> [The problem]: When a line in the records contains the string "though", copy that line.

> [Extracted entries]:
================
PR #5221, opened 2018-03-07
Handle audio configuration

### LINKED ISSUE #5166: Handle audio configuration options
Handle audio configuration options
https://github.com/bigbluebutton/bigbluebutton/blob/master/bigbluebutton-html5/private/config/settings-development.json#L8-L10
They should work the same way the config.xml parameters work here:
https://github.com/bigbluebutton/bigbluebutton/blob/master/bigbluebutton-client/resources/config.xml.template#L67-L70

1) autoJoin="true" means we want to display the "mic vs listen only" choice on log in
2) listenOnlyMode="false" means we do not allow joining as listen only
3) forceListenOnly="true" means we do not allow full audio for attendees
4) skipCheck="true" means skip echo test when joining full audio

jfsiebel:
Handle audio options to control how a user can join in audio, fix #5166


bigbluebutton-html5/imports/ui/components/audio/audio-modal/container.jsx
```diff
@@ -6,21 +6,37 @@ import Service from '../service';
...
+
 export default withModalMounter(withTracker(({ mountModal }) =>
   ({
     closeModal: () => {
       if (!Service.isConnecting()) mountModal(null);
     },
-    joinMicrophone: () =>
-      new Promise((resolve, reject) => {
+    joinMicrophone: () => {
+      if (skipCheck) {
```
oswaldoacauan: move this check to inside the promsie to avoid duplicating the `new Promise`

bigbluebutton-html5/imports/ui/components/audio/audio-modal/container.jsx
```diff
@@ -6,21 +6,37 @@ import Service from '../service';
...
+        return new Promise((resolve, reject) => {
+          Service.joinMicrophone().then(() => {
```
oswaldoacauan: move the service methods to a variable so you can reuse the `then/catch` chain.

bigbluebutton-html5/imports/ui/components/audio/audio-modal/component.jsx
```diff
@@ -145,14 +170,20 @@ class AudioModal extends Component {
     const {
       inputDeviceId,
       outputDeviceId,
+      skipCheck,
     } = this.props;
 
+
+    if (skipCheck) {
```
oswaldoacauan: Instead of checking inside the `handleGoToEchoTest` you should only call this function when you want the echoTest state.

`skipCheck ? handleGoToEchoTest : handleJoinMicrophone`

bigbluebutton-html5/imports/ui/components/audio/audio-modal/component.jsx
```diff
@@ -303,26 +352,29 @@ class AudioModal extends Component {
...
-              data-test="modalBaseCloseButton"
-              className={styles.closeBtn}
-              label={intl.formatMessage(intlMessages.closeLabel)}
-              icon={'close'}
-              size={'md'}
-              hideLabel
-              onClick={this.closeModal}
-            />
-          </header>
+          { (isConnecting ||
```
oswaldoacauan: This condition is hard to read and is being duplicated.

bigbluebutton-html5/imports/ui/components/audio/audio-modal/component.jsx
```diff
@@ -130,6 +156,7 @@ class AudioModal extends Component {
   handleGoToAudioOptions() {
     this.setState({
       content: null,
+      joinAudioError: true,
```
oswaldoacauan: `hasError` would be a better name.

bigbluebutton-html5/imports/ui/components/audio/audio-modal/component.jsx
```diff
@@ -180,32 +211,44 @@ class AudioModal extends Component {
...
+        {forceListenOnlyAttendee ?
+          null :
+          <Button
+            className={styles.audioBtn}
+            label={intl.formatMessage(intlMessages.microphoneLabel)}
+            icon="unmute"
+            circle
+            size="jumbo"
+            onClick={skipCheck ? this.handleJoinMicrophone : this.handleGoToEchoTest}
+          />
```
oswaldoacauan: `!forceListenOnlyAttendee ? <Button> : null`

bigbluebutton-html5/imports/ui/components/audio/audio-modal/component.jsx
```diff
@@ -215,13 +258,22 @@ class AudioModal extends Component {
...
+      forceListenOnlyAttendee,
     } = this.props;
 
     const {
       content,
+      joinAudioError,
     } = this.state;
 
-    if (isConnecting) {
+    if (
```
oswaldoacauan: Hard to read and being duplicated

bigbluebutton-html5/imports/ui/components/audio/audio-modal/component.jsx
```diff
@@ -352,10 +355,8 @@ class AudioModal extends Component {
           className={styles.modal}
           onRequestClose={this.closeModal}
         >
-          { (isConnecting ||
-            forceListenOnlyAttendee ||
-            joinFullAudioImmediately ||
-            joinFullAudioEchoTest) && !content && !joinAudioError ? null :
+          { this.skipAudioOptions() ?
+            null :
```
oswaldoacauan: `null` after like the other renders

PR #5222, opened 2018-03-07
Increase logging - needed to detect audio state inconsistencies

antobinary:


bigbluebutton-html5/imports/api/voice-users/server/handlers/leftVoiceUser.js
```diff
@@ -15,12 +15,10 @@ export default function handleVoiceUpdate({ body }, meetingId) {
 
   const { intId, voiceUserId } = voiceUser;
 
-  const isDialInUser = (voiceUserId) => {
-    return voiceUserId && (voiceUserId[0] == 'v');
-  }
+  const isDialInUser = userId => voiceUserId && (userId[0] === 'v');
```
MaximKhlobystov: Is there a reason you use voiceUserId from the outer scope here? Given that userId is voiceUserId anyways.

antobinary: Yes, `voiceUserId` is already defined on line 16. If we have a parameter with the same name it will cause trouble

MaximKhlobystov: I know. I just mean it can be `const isDialInUser = userId => userId && (userId[0] === 'v');`. It's not that crucial though.

antobinary: What I'd like to avoid is introducing a second var `voiceUserId`.
One way (this is what I did here) is to pass a different param for `isDialInUser`
Another would be to not pass a param for `isDialInUser` and rely on the one from line 16.

MaximKhlobystov: Yes, but you currently do both, right? On line 18, you use both inside `userId` and outside `voiceUserId`. It just looks really weird.

PR #5230, opened 2018-03-09
Implement notification when a presenter start and end a screenshare

### LINKED ISSUE #5205: Show toast notification when screenshare starts/ends
Show it even to users who have disabled participation in screenshare (from Settings)

jfsiebel:
Show a notification for all user when a presenter start/end a screen share, closes #5205


jfsiebel:
Can't be in `ScreenshareContainer` because we need to show notification for user who had disabled screen share, and for this user we don't render Screenshare component.

oswaldoacauan:
@jfederico then you can move to the Service using the `notify` function together with the `<FormatMessage>`

jfsiebel:
@oswaldoacauan , I think that better keep where it is, because we can precisely control when to display the notification, and in service we can't.

PR #5244, opened 2018-03-14
Screen reader accessibility update

KDSBrowne:
This PR:
* notifies user of toast notifications.
* notifies user when poll is initiated.
* prevents modals that are closed from causing screen reader to not be able  find elements on the page.
* users in userlist are properly announced when selected

### DIFF
--- a/bigbluebutton-html5/imports/ui/components/about/component.jsx
+++ b/bigbluebutton-html5/imports/ui/components/about/component.jsx
@@ -1,7 +1,6 @@
 import React, { PureComponent } from 'react';
 import { defineMessages, injectIntl } from 'react-intl';
 import Modal from '/imports/ui/components/modal/simple/component';
-import { withModalMounter } from '/imports/ui/components/modal/service';
 
 const intlMessages = defineMessages({
   title: {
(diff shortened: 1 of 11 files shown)


bigbluebutton-html5/imports/ui/components/presentation/presentation-uploader/component.jsx
```diff
@@ -481,21 +482,27 @@ class PresentationUploader extends Component {
...
     const { preventClosing, disableActions } = this.state;
 
     return (
       <ModalFullscreen
         title={intl.formatMessage(intlMessages.title)}
         preventClosing={preventClosing}
         confirm={{
-          callback: this.handleConfirm,
+          callback: () => {
+            mountModal(null);
```
Tainan404: the modal should close only when all presentations are ready. do not have how to post a message when it starts uploading and when it's ready, a toast notification would not solve it?

bigbluebutton-html5/imports/ui/components/about/component.jsx
```diff
@@ -34,17 +34,27 @@ const intlMessages = defineMessages({
...
-    dismiss={{
-      label: intl.formatMessage(intlMessages.dismissLabel),
-      description: intl.formatMessage(intlMessages.dismissDesc),
-    }}
-  >
-    {`${intl.formatMessage(intlMessages.copyright)} ${copyright}`} <br />
-    {`${intl.formatMessage(intlMessages.version)} ${clientBuild}`}
-  </Modal>
-);
+class AboutComponent extends PureComponent {
```
OZhurbenko: Why are you changing pure functions to PureComponents everywhere?

KDSBrowne: it was when I was trying to pass in the mountModal, i'll switch them back to how they were previously, since we didn't need it.

PR #5250, opened 2018-03-15
Remove getUserMedia in the first join as listen only

### LINKED ISSUE #4690: Media device permissions are asked when you try to join listen only audio
When you try to join audio in the html5 client in listen only mode, even though it is listen only, microphone permissions are asked.

The exact code that makes the permissions to be asked is [here](https://github.com/bigbluebutton/bigbluebutton/blob/master/bigbluebutton-html5/imports/ui/services/audio-manager/index.js#L68):
```javascript
 if (!this.devicesInitialized) {
      this.setDefaultInputDevice();
      this.changeOutputDevice('default');
      this.devicesInitialized = true;
 }
```
The problem I encountered when trying to fix this issue is that for some reason, if you don't run the `this.setDefaultInputDevice()` in firefox, the call ends in a `ICE Fail` error.
In Chrome, everything works fine, if you don't ask for permissions, and join listen only mode, it will join without any issues.
I am sure the wanted behavior is possible, because Flash does it, and as far as I know flash does it like [this](https://github.com/bigbluebutton/bigbluebutton/blob/master/clients/flash/web-client/src/main/resources/lib/bbb_webrtc_bridge_sip.js#L308):
```javascript
 if (isListenOnly) {
   // create necessary options for a listen only stream
   var stream = null;
   // handle the web browser
   // create a stream object through the browser separated from user media
   if (typeof webkitMediaStream !== 'undefined') {
     // Google Chrome
     stream = new webkitMediaStream;
   } else {
     // Firefox
     audioContext = new window.AudioContext;
     stream = audioContext.createMediaStreamDestination().stream;
   }
 ...
```

Even though we are doing it pretty [similar](https://github.com/bigbluebutton/bigbluebutton/blob/master/bigbluebutton-html5/imports/ui/services/audio-manager/index.js#L163) in our bridge, it is is not working properly.
```javascript
 createListenOnlyStream() {
   if (this.listenOnlyAudioContext) {
     this.listenOnlyAudioContext.close();
   }
   this.listenOnlyAudioContext = window.AudioContext ?
                                 new window.AudioContext() :
                                 new window.webkitAudioContext();
    return this.listenOnlyAudioContext.createMediaStreamDestination().stream;
 }
```

oswaldoacauan:
This PR removes the prompts asking the user permission to use a media input when joining as listen only and adds a [timeout for ice gathering](https://github.com/bigbluebutton/bigbluebutton/issues/4690#issuecomment-372651452) if we hit that timeout we ask the user permission and try again.

This PR also fixes the overlay for media permissions showing when the user already allowed the media input permission.

Closes #4690


jfsiebel:
When you click to join in Microphone there is no indication that he is doing something, and after a while goes to echo test.

When you join first as listen only you got the expected behavior, in this particular case solving #5252 .

Issue #5240, opened 2018-03-13
User reconnecting in FireFox results in logout but the user remains in participants list


antobinary:
Join in HTML5 client with FireFox.
Activate the browser's 'Work offline' mode. Deactivate 'Work offline'.
You will be kicked out of the meeting but your user will remain in the list. The user should not remain in the list if the client session is closing

oswaldoacauan:
Does Firefox actually close the websocket connection when marking 'Work offline'?

antobinary:
Resolved

PR #5259, opened 2018-03-16
Fix ghost and reconnecting users

oswaldoacauan:
This PR fixes the issue described on #5240  and also fixes the bug where reconnected users are redirected to `/logout`.


KDSBrowne:
Tested as well.. Users who selects "workoffline" in FF are disconnected from the meeting and reconnect if "workoffline" it turned off.

PR #11722, opened 2021-03-23
Add collection user persistent data

### LINKED ISSUE #11081: Chat avatar offline after re-entering room

Tainan404:
### What does this PR do?

This PR implements a new collection named `users-persistent-data` with information that we want to keep available to client even for disconnected users: `userId, extId, meetingId, name, role, token, avatar, guest, color, loggedOut`.
This collection is loaded after the initial data synchronization ( after client is usable ), and before the chat history synchronization.
### Closes Issue(s)
Closes #11081


daminebenq:
Working as expected.
image

PR #11719, opened 2021-03-23
Locales fetch rework

ramonlsouza:
### What does this PR do?

Rework on locales fetch to make sure all components get updated with new messages when language is changed.

### Closes Issue(s)

closes #11714

PR #11724, opened 2021-03-23
Fix userlist RTL/LTR for userlist when language is changed

ramonlsouza:
### What does this PR do?

Fixes an issue where the RTL/LTR parameter was not being reflected by userlist element after changing languages.

The issue was spotted by @daminebenq while testing PR #11719


daminebenq:
Switching from an RTL to LTR or the opposite using this PR doesn't show any wrong behaviors.

Issue #11715, opened 2021-03-22
Send EjectReasonCode in ValidateAuthTokenResp message


jfsiebel:
Send [eject reason](https://github.com/bigbluebutton/bigbluebutton/blob/develop/akka-bbb-apps/src/main/scala/org/bigbluebutton/core/models/Users2x.scala#L302-L311) code together with `validateAuthTokenResp` message.

Today we only receive a text message from akka-apps, making it difficult to translate this message for the default user language.

ritzalam:
@jfsiebel Here are the akka-apps changes for this. https://github.com/bigbluebutton/bigbluebutton/pull/11727

I believe you need to make changes to the html5 server side to handle this change in the message body.

PR #11727, opened 2021-03-24
Logout response message modified reasoncode

aron-2809:
### What does this PR do?

This PR adds the reason code in the ValidateAuthTokenRespMsg and its respective handler like classes. 

### Closes Issue(s)

closes #...
`closes` https://github.com/bigbluebutton/bigbluebutton/issues/11220

### Motivation

The ValidateAuthTokenRespMsg only had reason in case of rejection which was causing problems in other languages.


aron-2809:
@ritzalam @jfsiebel

bbb-common-message/src/main/scala/org/bigbluebutton/common2/msgs/UsersMsgs.scala
```diff
@@ -60,7 +60,7 @@ case class ValidateAuthTokenRespMsg(
     body:   ValidateAuthTokenRespMsgBody
 ) extends BbbCoreMsg
 case class ValidateAuthTokenRespMsgBody(userId: String, authToken: String, valid: Boolean, waitForApproval: Boolean,
-                                        registeredOn: Long, authTokenValidatedOn: Long, reason: Option[String])
+                                        registeredOn: Long, authTokenValidatedOn: Long, reasonCode: Option[String], reason: Option[String])
```
ritzalam, line 63: We need to remove the Option here and just have String instead.

ritzalam:
This PR address this issue https://github.com/bigbluebutton/bigbluebutton/issues/11715

jfsiebel (approved):

PR #11734, opened 2021-03-24
Remove `sender.name` and `color` from message payload

Tainan404:
### What does this PR do?

This PR is a follow up for PR #11722, this PR removes the properties `sender.name` and `color` from the message payload because with the new collection we don't need this information in the message anymore.

Clearing the chat and sending private message:

https://user-images.githubusercontent.com/15806883/112378152-5821fb00-8cc5-11eb-83fb-6822fa69569a.mp4

Moderator message:
image


daminebenq:
Works well, nothing got broken using this PR.

PR #11749, opened 2021-03-25
Fix Cannot read property 'posJoinMessages' of undefined

### LINKED ISSUE #11528: [2.3] Cannot read property 'posJoinMessages' of undefined
Switching between private and public chat gives `Cannot read property 'posJoinMessages' of undefined`, with a client crash (audio remains connected).

image

**PS:** This happens inconsistently, and it should be retested.

Tainan404:
### What does this PR do?

This PR fixes the crash when change to public chat and the bug of change between chats and the list of messages doesn't change

### Closes Issue(s)

Closes #11528

https://user-images.githubusercontent.com/15806883/112489021-d1206180-8d5c-11eb-8e2a-ff60b47d6c6d.mp4

### DIFF
--- a/bigbluebutton-html5/imports/ui/components/chat/component.jsx
+++ b/bigbluebutton-html5/imports/ui/components/chat/component.jsx
@@ -48,6 +48,7 @@ const Chat = (props) => {
     count,
     syncing,
     syncedPercent,
+    lastTimeWindowValuesBuild,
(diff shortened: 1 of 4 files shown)


daminebenq:
Tested and working fine, couldn't reproduce the issue #11528 anymore using this PR.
================
> [Task answer]:
MaximKhlobystov: I know. I just mean it can be `const isDialInUser = userId => userId && (userId[0] === 'v');`. It's not that crucial though.
When you try to join audio in the html5 client in listen only mode, even though it is listen only, microphone permissions are asked.
Even though we are doing it pretty [similar](https://github.com/bigbluebutton/bigbluebutton/blob/master/bigbluebutton-html5/imports/ui/services/audio-manager/index.js#L163) in our bridge, it is is not working properly.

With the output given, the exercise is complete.